## Exercise instructions:
Below are the entries; output exactly the lines from the one containing "active or not)" through the final line, inclusive.

(Source records)

PR #977, opened 2021-08-20
fix: Check if systemd-resolved is running before copying dns servers

jaer-tsun:
**Reason for Change**:

Today for multitenancy on Ubuntu 18, we assume systemd-resolved is running, query the dns servers on eth0 and move them to azure0 when we create the bridge. The problem for privatecluster is that they are using ubuntu 18 but disabling systemd-resolved. So instead of assuming it is running for Ubuntu 18, we should instead check the service status, and if it is not running, don't copy the dns servers from eth0 to azure0 (basically just do what we do for ubuntu 16 today).

**Issue Fixed**:

**Requirements**:

- [ ] includes documentation
- [ ] adds unit tests

**Notes**:

### DIFF
--- a/network/network_linux.go
+++ b/network/network_linux.go
@@ -407,11 +407,16 @@ func (nm *networkManager) connectExternalInterface(extIf *externalInterface, nwI
 		If custom dns server is updated, VM needs reboot for the change to take effect.
 	*/
 	isGreaterOrEqualUbuntu17 := isGreaterOrEqaulUbuntuVersion(ubuntuVersion17)
+	isSystemdResolvedActive := false
 	if isGreaterOrEqualUbuntu17 {
-		log.Printf("[net] Saving dns config from %v", extIf.Name)
-		if err = saveDnsConfig(extIf); err != nil {
-			log.Printf("[net] Failed to save dns config: %v", err)
-			return err
+		// Don't copy dns servers if systemd-resolved isn't available
+		if _, cmderr := platform.ExecuteCommand("systemctl status systemd-resolved"); cmderr == nil {
+			isSystemdResolvedActive = true
+			log.Printf("[net] Saving dns config from %v", extIf.Name)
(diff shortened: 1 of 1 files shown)


network/network_linux.go
```diff
@@ -408,10 +408,13 @@ func (nm *networkManager) connectExternalInterface(extIf *externalInterface, nwI
 	*/
 	isGreaterOrEqualUbuntu17 := isGreaterOrEqaulUbuntuVersion(ubuntuVersion17)
 	if isGreaterOrEqualUbuntu17 {
-		log.Printf("[net] Saving dns config from %v", extIf.Name)
-		if err = saveDnsConfig(extIf); err != nil {
-			log.Printf("[net] Failed to save dns config: %v", err)
-			return err
+		// Don't copy dns servers if systemd-resolved isn't available
+		if _, cmderr := platform.ExecuteCommand("systemctl status systemd-resolved"); cmderr == nil {
```
rbtr, line 412: instead of shelling out to systemctl, should we use [dbus](https://github.com/coreos/go-systemd/blob/main/dbus/methods.go#L469)?

tamilmani1989 (changes requested):
we have to add a check where we apply dns config also.

network/network_linux.go
tamilmani1989: what happens if systemd-resolved is available but not running? should we do systemctl check systemd-resolved and verify if its active?

rbtr: dbus would give us that granularity of information :)

jaer-tsun: [this](http://refspecs.linuxfoundation.org/LSB_5.0.0/LSB-Core-generic/LSB-Core-generic.html#INISCRPTACT) should be good enough in our case (checking whether systemd-resolved is active or not)

tamilmani1989 (approved):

## Answer space:
jaer-tsun: [this](http://refspecs.linuxfoundation.org/LSB_5.0.0/LSB-Core-generic/LSB-Core-generic.html#INISCRPTACT) should be good enough in our case (checking whether systemd-resolved is active or not)

tamilmani1989 (approved):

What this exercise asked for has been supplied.